Time to start debugging. Let us begin modifying the curator.sh script on all nodes (since this kind of subsystem job may run on any node) after making a copy.
Code: Select all
cp -p /usr/local/nagioslogserver/scripts/curator.sh{,.ORG}Code: Select all
[root@nls143 ~]# cat /usr/local/nagioslogserver/scripts/curator.sh
#!/bin/sh
date=$(date)
curator "$@"
echo --- >> /tmp/curatordebug.txt
echo $date >> /tmp/curatordebug.txt
echo "$@" >> /tmp/curatordebug.txt
Observe the results in /tmp/curatordebug.txt on every node.

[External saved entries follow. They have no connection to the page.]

PR #143, opened 2017-02-27
DISPATCH-597 - Added ability to selectively log components of a message

ganeshmurthy:


src/router_node.c
```diff
@@ -226,9 +227,22 @@ static void AMQP_rx_handler(void* context, qd_link_t *link, pn_delivery_t *pnd)
     //        send it.
     //
     msg = qd_message_receive(pnd);
+
     if (!msg)
         return;
 
+
+    char repr[qd_message_repr_len()];
```
ted-ross: This declaration should be inside the if statement.  You are needlessly allocating stack space when logging is disabled.

src/router_node.c
```diff
@@ -226,9 +227,22 @@ static void AMQP_rx_handler(void* context, qd_link_t *link, pn_delivery_t *pnd)
...
+
+    if (conn->log_message) {
+        qd_log(qd_message_log_source(), QD_LOG_TRACE, "Received %s on link %s",
```
ted-ross: I think the log would look better if the link id was at the beginning and the message repr was at the end.

include/qpid/dispatch/server.h
```diff
@@ -451,6 +452,28 @@ typedef struct qd_server_config_t {
...
+     *   content-type
+     *   content-encoding
+     *   absolute-expiry-time
+     *   creation-time
+     *   group-id
+     *   group-sequence
+     *   reply-to-group-id
+     *   app-properties.
+     */
+    char *log_message;
```
ted-ross: I would recommend storing this in its bit-mask form here.  Then it only needs to be parsed once at configuration time.  This also allows you to isolate the string definitions and the conversion functions to a single .h/.c module.

src/server.c
```diff
@@ -146,6 +148,26 @@ char *COMPONENT_SEPARATOR = ";";
 
 const char *DEFAULT_USER_ID = "anonymous";
 
+const char *qd_log_message_components[] =
```
ted-ross: You should move this out of server.c where it doesn't really belong.  Consider adding a message_trace.[ch] module for this logic.

src/server.c
```diff
@@ -1634,7 +1710,9 @@ qd_listener_t *qd_server_listen(qd_dispatch_t *qd, const qd_server_config_t *con
     li->server      = qd_server;
     li->config      = config;
     li->context     = context;
+    li->log_message = populate_log_message(config);
```
ted-ross: It's confusing that "log_message" sometimes means a character string and sometimes means a bit-mask.

PR #144, opened 2017-02-27
DISPATCH-640 - Added code to enable the same connection object to be …

ganeshmurthy:
…obtained using a containerId and a connectionId


ted-ross:
This change looks good to me.

PR #149, opened 2017-03-21
DISPATCH-357 - Added terminus_addr field on link to display the termi…

ganeshmurthy:
…nus addr of a link route


src/router_core/connections.c
```diff
@@ -1297,6 +1320,7 @@ static void qdr_link_inbound_first_attach_CT(qdr_core_t *core, qdr_action_t *act
                     //
                     // This is a link-routed destination, forward the attach to the next hop
                     //
+                    set_terminus_address(link, dir);
```
ted-ross: You are calling a non-CT function from within a CT function.  The non-CT function accesses pn_link_t structures that are unsafe to access from a thread that is not the IO thread that owns the connection on which the link flows.  This is very likely to cause memory corruption and crashes.

PR #150, opened 2017-03-21
DISPATCH-357 - Added terminus_addr field on link to display the termi…

ganeshmurthy:
…nus addr of a link route


src/router_core/forwarder.c
```diff
@@ -704,6 +704,16 @@ bool qdr_forward_link_balanced_CT(qdr_core_t     *core,
         out_link->link_type      = QD_LINK_ENDPOINT;
         out_link->link_direction = qdr_link_direction(in_link) == QD_OUTGOING ? QD_INCOMING : QD_OUTGOING;
         out_link->admin_enabled  = true;
+        if (in_link->terminus_addr) {
```
ted-ross: Why is this necessary?  It looks like you are ensuring that both connected links have their own copy of the terminus name.  However, in the agent code, you get the terminus name from either the direct link or the connected link.  Isn't it sufficient to have the terminus name in only one of the connected links?

PR #160, opened 2017-04-22
DISPATCH-749 - unmap_all_addresses unmaps just half of addresses

pmoravec:
iterating over a list being updated needs deep copy of the list

Signed-off-by: Pavel Moravec <pmoravec@redhat.com>

### DIFF
--- a/python/qpid_dispatch_internal/router/node.py
+++ b/python/qpid_dispatch_internal/router/node.py
@@ -533,8 +533,8 @@ class RouterNode(object):
 
     def unmap_all_addresses(self):
         self.mobile_address_sequence = 0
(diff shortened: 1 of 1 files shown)


pmoravec:
This approach (deep copy of the list and calling `.remove`) might be inefficient for long lists. If this can be an issue, some different approach shall be used, e.g.:

    while len(self.mobile_addresses)>0:
        self.unmap_address(self.mobile_addresses[0])

ganeshmurthy:
Can we do this instead

`while self.mobile_addresses: 
    self.unmap_address(self.mobile_addresses.pop(0))
`

pmoravec:
Rebased the PR to more efficient fix.

PR #383, opened 2018-09-25
DISPATCH-1129 - Moved call to forwarding multicast messages to end of…

ganeshmurthy:
… forwarder function. Also modified qd_message_check_LH to not validate the message if bufferes have already been freed


ChugR:
+1 Ship It
Looks good and works. Failing tests could never get beyond a few hundred messages. With this patch I'm past 100 million messages.

PR #384, opened 2018-09-26
DISPATCH-1096 - priority sheaf cleanup bug

mgoulish:
This is for the bug that Ganesh and Chuck saw while killing and restarting routers.
The test succeeded 10 times each (with 0 false results) in these 4 cases:
   { Debug, RelWithDebInfo } x { Should_Fail, Should_Succeed }

### DIFF
--- a/src/router_core/connections.c
+++ b/src/router_core/connections.c
@@ -25,6 +25,7 @@
 #include "router_core_private.h"
 #include "core_link_endpoint.h"
 
+
 static void qdr_connection_opened_CT(qdr_core_t *core, qdr_action_t *action, bool discard);
 static void qdr_connection_closed_CT(qdr_core_t *core, qdr_action_t *action, bool discard);
 static void qdr_link_inbound_first_attach_CT(qdr_core_t *core, qdr_action_t *action, bool discard);
@@ -1348,6 +1349,7 @@ static void qdr_connection_closed_CT(qdr_core_t *core, qdr_action_t *action, boo
 
     qdr_connection_t *conn = action->args.connection.conn;
 
+
     //
     // Deactivate routes associated with this connection
     //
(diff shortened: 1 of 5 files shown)


ChugR:
This patch clears up the too-many-links for sheaf error and improves my router network stability. FOr this I approve the patch.

But in tests before and after this patch my throughput went from 2600 msg/S to 200-300 msg/S. The performance drop needs to be addressed as a separate issue.

src/router_core/connections.c
```diff
@@ -1466,8 +1470,8 @@ static void qdr_attach_link_data_CT(qdr_core_t *core, qdr_connection_t *conn, qd
         // are assigned priorities in the order in which they are attached.
         int next_slot = core->data_links_by_mask_bit[conn->mask_bit].count ++;
         if (next_slot >= QDR_N_PRIORITIES) {
-            qd_log(core->log, QD_LOG_ERROR, "Attempt to attach too many inter-router links for priority sheaf.");
-            return;
+            qd_log(core->log, QD_LOG_CRITICAL, "Attempt to attach too many inter-router links for priority sheaf.");
+            exit(1);
```
ted-ross: Exiting the process here is a bit heavy handed.  I think it's sufficient to log the critical error.

ted-ross:
> This patch clears up the too-many-links for sheaf error and improves my router network stability. FOr this I approve the patch.
> 
> But in tests before and after this patch my throughput went from 2600 msg/S to 200-300 msg/S. The performance drop needs to be addressed as a separate issue.

I don't see any changes in this PR that should affect throughput performance.

ted-ross:
> > This patch clears up the too-many-links for sheaf error and improves my router network stability. FOr this I approve the patch.
> > But in tests before and after this patch my throughput went from 2600 msg/S to 200-300 msg/S. The performance drop needs to be addressed as a separate issue.
> 
> I don't see any changes in this PR that should affect throughput performance.

I withdraw the above statement.  There appears to be a memory leak that is causing performance (and other) problems.

mgoulish:
I yanked that exit(1).
I thought I needed that to detect failure in my python test, but that is not true.
Tests all still did the right thing, in 10 trials each (40 total) in the set:    {should_fail, should_succeed} *  { DEBUG, RelWithDebInfo}

PR #385, opened 2018-09-27
DISPATCH-1131: add better validation of address patterns and prefixes

kgiusti:
This moves the address pattern/prefix validation to a common function
that can be share by both link routes add configured addresses.


kgiusti:
Oops left in an extraneous check..

PR #389, opened 2018-10-10
DISPATCH-1130 Expose link priority

ErnieAllen:
Adds priority to router.link management entity in the schema.
Connects link.priority to schema attribute.
Adds priority column to qdstat -l


ganeshmurthy:
@ErnieAllen  This change looks good. As part of this PR, can you also please add a test to system_tests_qdstat to verify that the correct link priority is showing up? Thanks.

PR #393, opened 2018-10-19
DISPATCH-1143: New feature: connection-scoped link routes

kgiusti:
Haven't changed the name yet - still attachSubscription.   Will do that with a separate patch once the link route replication stuff is done.


python/qpid_dispatch_internal/management/agent.py
```diff
@@ -417,6 +417,13 @@ def create(self):
     def __str__(self):
         return super(LinkRouteEntity, self).__str__().replace("Entity(", "LinkRouteEntity(")
 
+class RouterConnectionAttachsubscriptionEntity(EntityAdapter):
```
ted-ross: Why is this even mentioned in the Python management code?  It can't be configured and management commands are handled in the router core.

python/qpid_dispatch_internal/management/config.py
```diff
@@ -67,6 +67,7 @@ def transform_sections(sections):
             if s[0] == "autoLink":  s[0] = "router.config.autoLink"
             if s[0] == "exchange":  s[0] = "router.config.exchange"
             if s[0] == "binding":   s[0] = "router.config.binding"
+            if s[0] == "attachSubscription":   s[0] = "router.connection.attachSubscription"
```
ted-ross: Why go to all the trouble of adding support for configuration of a non-configurable entity?

python/qpid_dispatch_internal/management/agent.py
kgiusti: Error reporting.  Without it the router fails with a generic parse error. With this we get:

qdrouterd: Python: CError: Configuration: attachSubscription cannot be created via the configuration file

I'm going to have to re-work this on changing the name in any case.  I can pull it if you want.

python/qpid_dispatch_internal/management/config.py
kgiusti: See previous.

include/qpid/dispatch/router_core.h
```diff
@@ -721,10 +723,11 @@ typedef struct qdr_query_t qdr_query_t;
  * @param name The name supplied for the entity
  * @param in_body The body of the request message
  * @param out_body A composed field for the body of the response message
+ * @param in_conn The identity of the connection over which the mgmt message arrived (0 if config file)
  */
 void qdr_manage_create(qdr_core_t *core, void *context, qd_router_entity_type_t type,
                        qd_iterator_t *name, qd_parsed_field_t *in_body, qd_composed_field_t *out_body,
-                       qd_buffer_list_t body_buffers);
+                       qd_buffer_list_t body_buffers, uint64_t in_conn);
```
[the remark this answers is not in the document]
kgiusti: I think that may introduce a timing window.  Is it possible that the connection can be removed before the core gets the processing the create request?

python/qpid_dispatch_internal/management/agent.py
kgiusti: Ya know, the default error message isn't too bad:

2018-10-19 15:37:07.199514 -0400 ERROR (error) Python: Exception: Cannot load configuration file X.conf: No such entity type 'org.apache.qpid.dispatch.attachSubscription'
2018-10-19 15:37:07.199789 -0400 ERROR (error) Traceback (most recent call last):
  File "/home/kgiusti/work/dispatch/qpid-dispatch/python/qpid_dispatch_internal/management/config.py", line 169, in configure_dispatch
    config = Config(filename)
  File "/home/kgiusti/work/dispatch/qpid-dispatch/python/qpid_dispatch_internal/management/config.py", line 56, in __init__
    % (filename, e))
Exception: Cannot load configuration file X.conf: No such entity type 'org.apache.qpid.dispatch.attachSubscription'

2018-10-19 15:37:07.199805 -0400 MAIN (critical) Router start-up failed: Python: Exception: Cannot load configuration file X.conf: No such entity type 'org.apache.qpid.dispatch.attachSubscription'
qdrouterd: Python: Exception: Cannot load configuration file X.conf: No such entity type 'org.apache.qpid.dispatch.attachSubscription'

A little better than a generic parse error.

ted-ross: I think we can dispense with all this work just to improve the error message.  We should make sure that the man page for the configuration file doesn't mention this type.

include/qpid/dispatch/router_core.h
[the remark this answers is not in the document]
ted-ross: Yes, I think that is possible.  I'd like to give this some more thought.

PR #394, opened 2018-10-23
DISPATCH-1150: Router core messaging client

kgiusti:


src/router_core/core_client_api.h
```diff
@@ -0,0 +1,165 @@
...
+ * @param body - the message body for the sent message. Ownership is transferred
+ *        to this call - the caller must not reference the composed field on return.
+
+ * @param on_reply_cb - (optional) invoked when reply message arrives
+ * @param on_ack_cb - (optional) invoked when sent message disposition is set
+ * @param done_cb - (optional) called once request is done (for cleanup)
+ * @return zero on success.
+ */
+int qdrc_client_request_CT(qdrc_client_t *client,
+                           uintptr_t  request_context,
```
ted-ross: Why is the context not a void* ?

Below you'll find what I looked for using grep.
Code: Select all
[root@nls143 ~]# # grep -B1 ^snapshot /tmp/curatordebug.txt
Fri Nov 11 22:01:34 CET 2016
snapshot --repository SharedBackupRepo indices --older-than 1 --time-unit days --timestring %Y.%m.%d --ignore_unavailable
Code: Select all
[root@nls143 ~]# curator snapshot --repository SharedBackupRepo indices --older-than 1 --time-unit days --timestring %Y.%m.%d --ignore_unavailable
Error: no such option: --ignore_unavailableCode: Select all
[root@nls143 ~]# curator snapshot --help
Usage: curator snapshot [OPTIONS] COMMAND [ARGS]...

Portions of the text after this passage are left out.